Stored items
%%

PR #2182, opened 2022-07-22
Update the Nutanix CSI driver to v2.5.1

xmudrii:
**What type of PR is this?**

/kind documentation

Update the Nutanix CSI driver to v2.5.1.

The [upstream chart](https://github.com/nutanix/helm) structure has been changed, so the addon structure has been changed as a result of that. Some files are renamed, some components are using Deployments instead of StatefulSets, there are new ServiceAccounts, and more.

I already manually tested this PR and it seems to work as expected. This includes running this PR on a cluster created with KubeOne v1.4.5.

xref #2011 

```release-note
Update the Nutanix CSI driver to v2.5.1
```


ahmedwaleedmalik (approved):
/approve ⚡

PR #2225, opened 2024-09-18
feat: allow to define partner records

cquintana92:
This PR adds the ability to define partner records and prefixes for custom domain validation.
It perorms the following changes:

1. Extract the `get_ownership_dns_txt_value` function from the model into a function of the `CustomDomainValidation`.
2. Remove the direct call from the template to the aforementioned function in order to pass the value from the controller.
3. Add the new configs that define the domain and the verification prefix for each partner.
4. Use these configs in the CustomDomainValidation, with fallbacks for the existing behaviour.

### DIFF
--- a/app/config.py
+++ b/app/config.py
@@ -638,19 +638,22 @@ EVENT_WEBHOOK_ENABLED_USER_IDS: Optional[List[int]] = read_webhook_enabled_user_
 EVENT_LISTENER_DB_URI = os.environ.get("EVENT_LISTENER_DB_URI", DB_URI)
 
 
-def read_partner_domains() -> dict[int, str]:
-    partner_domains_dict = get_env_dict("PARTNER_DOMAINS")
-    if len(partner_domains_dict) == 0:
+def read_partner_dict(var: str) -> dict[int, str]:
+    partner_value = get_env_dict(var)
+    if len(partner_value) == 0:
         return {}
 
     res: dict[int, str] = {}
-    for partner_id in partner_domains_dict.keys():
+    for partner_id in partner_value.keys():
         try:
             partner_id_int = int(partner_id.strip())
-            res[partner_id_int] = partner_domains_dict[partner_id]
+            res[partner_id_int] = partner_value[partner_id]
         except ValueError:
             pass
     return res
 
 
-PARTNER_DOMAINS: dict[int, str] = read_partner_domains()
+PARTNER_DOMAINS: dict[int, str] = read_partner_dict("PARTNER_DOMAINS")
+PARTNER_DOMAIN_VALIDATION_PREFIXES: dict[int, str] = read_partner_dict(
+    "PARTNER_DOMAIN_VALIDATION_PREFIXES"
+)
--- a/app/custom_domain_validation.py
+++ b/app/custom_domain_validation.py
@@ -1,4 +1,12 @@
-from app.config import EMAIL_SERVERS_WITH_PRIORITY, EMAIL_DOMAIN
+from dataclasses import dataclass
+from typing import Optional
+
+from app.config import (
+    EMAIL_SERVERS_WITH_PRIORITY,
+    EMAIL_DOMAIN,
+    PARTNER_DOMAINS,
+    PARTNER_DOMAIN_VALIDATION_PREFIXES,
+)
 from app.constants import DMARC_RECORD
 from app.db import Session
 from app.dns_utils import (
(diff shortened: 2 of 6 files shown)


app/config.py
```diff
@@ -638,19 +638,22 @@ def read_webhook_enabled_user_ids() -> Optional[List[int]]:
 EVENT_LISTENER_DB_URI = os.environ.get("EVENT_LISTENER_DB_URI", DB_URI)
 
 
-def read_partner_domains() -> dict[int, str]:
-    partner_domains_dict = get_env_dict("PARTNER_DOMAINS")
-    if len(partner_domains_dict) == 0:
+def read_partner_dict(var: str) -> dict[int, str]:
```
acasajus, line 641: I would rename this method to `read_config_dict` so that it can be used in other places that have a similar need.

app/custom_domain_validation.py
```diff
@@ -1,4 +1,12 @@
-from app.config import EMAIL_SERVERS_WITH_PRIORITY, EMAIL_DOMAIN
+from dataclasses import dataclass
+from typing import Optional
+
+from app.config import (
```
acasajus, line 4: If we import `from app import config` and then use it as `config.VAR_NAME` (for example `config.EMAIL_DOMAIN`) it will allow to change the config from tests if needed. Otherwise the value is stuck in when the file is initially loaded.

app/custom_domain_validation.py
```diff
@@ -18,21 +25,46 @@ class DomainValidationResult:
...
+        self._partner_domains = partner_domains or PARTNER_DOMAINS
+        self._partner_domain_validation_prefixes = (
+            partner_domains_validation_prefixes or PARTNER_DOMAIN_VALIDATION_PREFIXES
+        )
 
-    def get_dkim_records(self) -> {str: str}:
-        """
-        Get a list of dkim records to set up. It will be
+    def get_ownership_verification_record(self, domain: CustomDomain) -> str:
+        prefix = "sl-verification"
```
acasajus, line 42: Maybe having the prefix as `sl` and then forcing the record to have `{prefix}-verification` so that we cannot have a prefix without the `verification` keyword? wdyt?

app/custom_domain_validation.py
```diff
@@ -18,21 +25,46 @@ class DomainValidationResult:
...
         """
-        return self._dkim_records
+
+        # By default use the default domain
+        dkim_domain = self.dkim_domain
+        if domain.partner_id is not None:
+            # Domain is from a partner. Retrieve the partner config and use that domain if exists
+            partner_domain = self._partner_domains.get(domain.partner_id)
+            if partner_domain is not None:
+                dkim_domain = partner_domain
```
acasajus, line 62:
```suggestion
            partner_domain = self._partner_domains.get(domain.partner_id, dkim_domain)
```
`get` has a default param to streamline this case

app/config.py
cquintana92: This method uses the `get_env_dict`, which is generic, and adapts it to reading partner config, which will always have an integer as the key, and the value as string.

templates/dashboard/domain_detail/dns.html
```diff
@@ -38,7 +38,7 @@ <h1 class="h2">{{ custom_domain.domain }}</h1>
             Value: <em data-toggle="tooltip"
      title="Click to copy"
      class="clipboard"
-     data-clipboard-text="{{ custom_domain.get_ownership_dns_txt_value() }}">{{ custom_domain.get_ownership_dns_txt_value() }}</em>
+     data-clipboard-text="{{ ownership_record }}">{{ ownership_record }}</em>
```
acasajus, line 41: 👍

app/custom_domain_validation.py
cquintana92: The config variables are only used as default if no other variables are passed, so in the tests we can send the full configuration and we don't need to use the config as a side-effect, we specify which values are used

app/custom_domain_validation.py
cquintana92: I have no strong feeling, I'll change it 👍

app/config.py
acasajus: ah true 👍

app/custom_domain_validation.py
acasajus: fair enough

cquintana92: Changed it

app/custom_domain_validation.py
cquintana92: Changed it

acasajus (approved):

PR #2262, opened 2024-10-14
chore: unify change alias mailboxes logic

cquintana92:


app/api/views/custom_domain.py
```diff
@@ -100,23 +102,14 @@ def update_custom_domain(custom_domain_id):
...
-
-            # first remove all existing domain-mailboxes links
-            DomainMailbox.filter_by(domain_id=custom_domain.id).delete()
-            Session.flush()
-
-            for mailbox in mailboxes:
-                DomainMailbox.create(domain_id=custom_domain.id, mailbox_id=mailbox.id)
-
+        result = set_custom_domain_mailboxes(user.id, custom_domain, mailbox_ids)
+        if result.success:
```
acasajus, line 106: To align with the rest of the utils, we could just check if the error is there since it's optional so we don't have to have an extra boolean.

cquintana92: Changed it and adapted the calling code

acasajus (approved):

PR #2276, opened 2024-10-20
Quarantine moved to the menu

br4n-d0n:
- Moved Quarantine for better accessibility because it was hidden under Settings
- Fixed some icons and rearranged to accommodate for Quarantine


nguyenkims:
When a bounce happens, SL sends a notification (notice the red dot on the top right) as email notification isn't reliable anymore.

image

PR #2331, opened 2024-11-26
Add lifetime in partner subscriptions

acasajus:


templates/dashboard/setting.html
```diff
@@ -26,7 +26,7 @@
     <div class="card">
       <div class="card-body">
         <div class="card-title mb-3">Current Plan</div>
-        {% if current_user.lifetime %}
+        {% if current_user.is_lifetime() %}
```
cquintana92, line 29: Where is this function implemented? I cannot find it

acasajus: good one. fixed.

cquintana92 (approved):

%%

▸ **TASK ITEM**
If a line above holds the string "used", count it; give the final total as the only output.

▸ **OUTPUT FOR THIS TASK**
2